Environment Modeling During Model Checking of Cyber-Physical Systems

TL;DR

This paper introduces a domain-independent framework using timed-automata for modeling and refining environments during model checking of Cyber-Physical Systems, making the process more interpretable and accessible to domain experts.

Contribution

A novel framework based on timed-automata that maintains an abstraction tree for environment models, enabling effective and interpretable model checking without requiring formal methods expertise.

Findings

Provides interpretable counter-examples for environment behaviors

Ensures comprehensive coverage of environment variability

Facilitates domain experts' use of model checking

Abstract

Ensuring the safety and efficacy of Cyber-Physical Systems (CPSs) is challenging due to the large variability of their operating environment. Model checking has been proposed for validation of CPSs, but the models of the environment are either too specific to capture the variability of the environment, or too abstract to provide counter-examples interpretable by experts in the application domain.

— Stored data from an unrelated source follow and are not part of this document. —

PR #1030, opened 2018-05-20
Landing tweaks

madman2003:
This is an attempt at tweaking the Landing Guidance to actually land first stage rockets without them falling over. In essence it tries not to turn the rocket above the ground to burn off last bit of horizontal velocity. Instead it turns on SmartASS to stabilize the last few seconds the landing, and SmartRcs after the landing is done.

This only fixes the unguided landing for me, the guided one still does silly things like 100% throttle just above ground with a Trust To Weight ratio of 30, which will throw the rocket into the sky and make it spin.

I'm looking for feedback/approval/etc before moving onto tweaking the guided landing.

### DIFF
--- a/MechJeb2/LandingAutopilot/FinalDescent.cs
+++ b/MechJeb2/LandingAutopilot/FinalDescent.cs
@@ -85,8 +85,13 @@ namespace MuMech
                 }
                 else
                 {
+                    float previous_trans_spd_act = core.thrust.trans_spd_act;
+
                     // last 200 meters:
                     core.thrust.trans_spd_act = -Mathf.Lerp(0, (float)Math.Sqrt((vesselState.limitedMaxThrustAccel - vesselState.localg) * 2 * 200) * 0.90F, (float)minalt / 200);
+
+                    // Sometimes during the descent we end up going up a bit due to overthrusting during breaking, avoid thrusting up even more and destabilizing the rocket
+                    core.thrust.trans_spd_act = (float)Math.Max(previous_trans_spd_act, core.thrust.trans_spd_act);
 
                     // take into account desired landing speed:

Domain-specific solutions to this problem require expertise in both formal methods and the application domain, which prevents effective application of model checking in CPSs validation. A domain-independent framework based on timed-automata is proposed for abstraction and refinement of environment models during model checking. The framework maintains an abstraction tree of environment models, which provides interpretable counter-examples while ensuring coverage of environment behaviors. With the framework, experts in the application domain can effectively use model checking without expertise in formal methods.